If we take the R-squared to be the comparison of Deviances between models (the model of interest, the saturated model, and the constant model), we can write it as (see this answer CC BY-SA 4.0):
$$R_{GLM}^2 = 1-\frac{D_{RES}}{D_{TOT}} = \frac{D_{REG}}{D_{TOT}}.$$
Deviance is expressed as comparison of log-likelihoods like:
$$\begin{matrix} \text{Null Deviance} \quad \quad \text{ } \text{ } & & \text{ } D_{TOT} = 2(\hat{\ell}_{S} - \hat{\ell}_0), \\[6pt] \text{Explained Deviance} & & D_{REG} = 2(\hat{\ell}_{p} - \hat{\ell}_0), \\[6pt] \text{Residual Deviance}^\dagger \text{ } & & \text{ } D_{RES} = 2(\hat{\ell}_{S} - \hat{\ell}_{p}). \\[6pt] \end{matrix}$$ In these expressions the value $\hat{\ell}_S$ is the maximised log-likelihood under a saturated model (one parameter per data point), $\hat{\ell}_0$ is the maximised log-likelihood under a null model (intercept only), and $\hat{\ell}_{p}$ is the maximised log-likelihood under the model (intercept term and $p$ coefficients).
The Gaussian log-likelihoods, assuming the variance of the response is constant among observations, but keeping it explicitly different among models, are as below.
\begin{cases} \hat{\ell}_{p}= - \frac{n}{2} \log{\left(2 \pi\sigma_p^2\right)} - \frac{ \sum_{i=1}^{n}{{\left(y_i - \hat y_i\right)}^2}}{2 \sigma_p^2}\\ \hat{\ell}_{0}= - \frac{n}{2} \log{\left(2 \pi\sigma_0^2\right)} - \frac{ \sum_{i=1}^{n}{{\left(y_i - \bar y\right)}^2}}{2 \sigma_0^2}\\ \hat{\ell}_{S}= - \frac{n}{2} \log{\left(2 \pi\sigma_S^2\right)} \end{cases}
If we assume $\sigma_p^2=\sigma_0^2=\sigma_S^2=\sigma^2$ is constant for the three models, we retrieve the usual definition of the $R^2$ (because the log-variance terms cancel out in the subtraction for each deviance term).

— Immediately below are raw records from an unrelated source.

PR #457, opened 2016-01-10
Allow empty book outline pages to be the homepage.

heyMP:
Now now that we've added a menu callback `mooc/book-homepage` that dynaimcally switches the homepage depending on what section you are in, we need to allow empty pages redirects on the homepage.


btopro:
ok, I just put that check in Thursday lol

heyMP:
lol... Do you remember why?

btopro:
BC we had a course that put blocks and other content on the homepage. Not a big deal well just add an empty space or something

Wp8

PR #468, opened 2016-01-13
Added Behat Bash Install Script and Supporting Files

mmilutinovic1313:
This commit is the bash script to install Behat - and any supporting files also needed for this process:

composer.json
behat.yml
behat.sh

TODO: Will need to change the FeatureContext.php file to use MinkContext instead of BehatContext manually. This will be updated in a future PR.


btopro:
needs a rebase

Issue #216, opened 2015-08-26
Copy to clipboard button


btopro:
It would be great to have a copy to clipboard button for remixables / other areas where it makes sense to have the user copy and paste something. example from an application I used recently
![2015-08-26_08-48-03](https://cloud.githubusercontent.com/assets/329735/9493659/4a247dd0-4bcf-11e5-944f-ff96bdaab8e1.png)

Assigning heyMP since he might know a codepen that can easily provide this

heyMP:
http://zenorocha.github.io/clipboard.js/

btopro:
Yes, exactly that

zenorocha:
+1 ;)

btopro:
@zenorocha you'll be happy to know this is now in core :) @heyMP should shoot a video once we get the icon @michael-collins made worked in

michael-collins:
@btopro I redesigned the icon and posted to slack (twice). Reads much better, particularly when small in size.

btopro:
saw that, make a new related issue for styling it better so @heyMP doesn't forget. I like the icon btw, also like the way Potter is currently implementing the library (you can hover on an image and click to get the shortcode to generate it in the currently visible style)

PR #511, opened 2016-01-27
Issue 216 copy to clipboard

heyMP:
Implements functionality described in #216 
Waiting on clipboard icon to style.


michael-collins:
@heyMP You should have the icon, via slack. Let me know if it's not right. I designed it with the functionality of copying a paragraph of text to clipboard in mind. If we are copying other things, we may need a more generic design...

Issue #559, opened 2016-02-02
Hide Dont have access to message


btopro:
This shouldn't display for certain roles and seems to throw it up incorrectly at times

btopro:
@heyMP `cis_section_url_inbound_alter` isn't right :(

btopro:
not an infrastructure blocking issue; important but we're very close to bumping up a version

PR #562, opened 2016-02-03
#559

btopro:
@heyMP can you review this please. I noticed that it was possible for people to be given the "YOU ARE NOT IN THIS SECTION" incorrectly. The block is supposed to be preventing me sending you a link that logs you in but really that's like a 0.001% use-case. What we should do is block stuff and then if someone sends someone else a direct link that would switch sections we should add an additional -share prefix or something so we know that's what it is.


heyMP:
This was throwing a white screen when initially testing.  This was because the query parameters and the entity field query were both using the $query variable.  I changed the variable names and it corrected the problem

$$\begin{equation} \begin{aligned} D_{TOT} = \frac{1}{\sigma^2} \sum_{i=1}^n (y_i - \bar{y})^2 = \frac{1}{\sigma^2} \cdot SS_{TOT}, \\[6pt] D_{REG} = \frac{1}{\sigma^2} \sum_{i=1}^n (\hat{y}_i - \bar{y})^2 = \frac{1}{\sigma^2} \cdot SS_{REG}, \\[6pt] D_{RES} = \frac{1}{\sigma^2} \sum_{i=1}^n (y_i - \hat{y}_i)^2 = \frac{1}{\sigma^2} \cdot SS_{RES}. \\[6pt] \end{aligned} \end{equation}$$
As outlined above, the only way to make the variances vanish in the deviance is to assume they are the same, i.e., the models estimate expectations only, with the assumption that the variance is independent from that.
Can this assumption be justified however? Why should we assume the variance be the same? For the constant model, in realistic scenarios we are pretty much guaranteed to not find the same estimate for example. I understand in this class of model we are mostly interested in the location parameters, but I can see this might become a problem for other classes of models.
This can be very problematic when computing R-squared in new samples (for example, all the discussion around this question and other linked questions), and should appear in other distribution choices in GLMs, with single-parameter distributions (Bernoulli, Binomial with known n, Multinomial with known n, etc) being excluded.